The Student News Site of San Luis Obispo High School



What It’s Like To Be An Immigrant at San Luis Obispo High School


 As a minority, Latino students face discrimination all across the United States, even here at San Luis Obispo High School. This animosity is focused particularly on immigrants. However, SLOHS students are not powerless to stop this prejudice. Three former residents of Spanish-speaking countries at SLOHS hope to enlighten our school on discrimination and encourage our community to better support these important members of our society.


Expressions: What country do you come from or does your family come from?

Spanish teacher Nelly Caminada: I’m from Peru. I moved to Santa Maria in 1991, thanks to a student visa.

Freshman Sophia García: My family comes from Chile, but I was born in the United States. Every year I live in Chile for a month or more.

Freshman Jesús Rodríguez: Before moving to the United States, I lived in the state of Zacatecas in Mexico, and I moved here in April.

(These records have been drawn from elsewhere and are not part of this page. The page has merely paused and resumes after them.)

PR #173, opened 2018-06-13
Reload templates without restarting

JamesGardiner:
# Motivation and Context
Autoreloads templates when running debug mode. Developers will see changes to html templates without having to restart a running server.

# What has changed
Added new config to config.py to set auto reloading to true and to enable more verbose output of template loading information.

Expressions: In what ways is the United States different from your country of origin?

García: It’s a very different culture. Whenever I go to Chile, I get a cultural shock. In Chile, people are warmer. When you go to a neighbor’s house they always have food or something to drink and you can stay there for a long time if you want.

Rodríguez: Personally, I’ve seen a big difference between the United States and Mexico, because, in Mexico, I did not go out very much, because it’s a bit unsafe to be outside on the street for a long time.

Expressions: Have you been treated differently in the United States than how were you treated in your country of origin?

Caminada: In Peru, racism is deeply rooted and discrimination is open and ignorant. In places where I have lived in the United States, although less obvious on the surface, it is more systematic and dangerous.

García: In Chile, although I have a passport from the United States, they are all so loving because I lived there. I do not think I have been treated differently, in the United States or in Chile.

Expressions: What is the most difficult thing about being an immigrant in America?

Caminada: The salary and purchasing power of an immigrant. Obtaining a university degree is almost impossible if one has no family or institutional support.

Rodríguez: Try to communicate with people, because they don’t speak my language.

Expressions: What should SLOHS change to better support recent immigrants?

Caminada: Observe the student individually and avoid superficial reactions. What do they want to surround themselves with? What activities do they like to do? What plans do they have? What is their way of thinking, their perspective? Give them pencils or notebooks: it is easy but it is only the surface. Not expecting academic responsibility is an insult.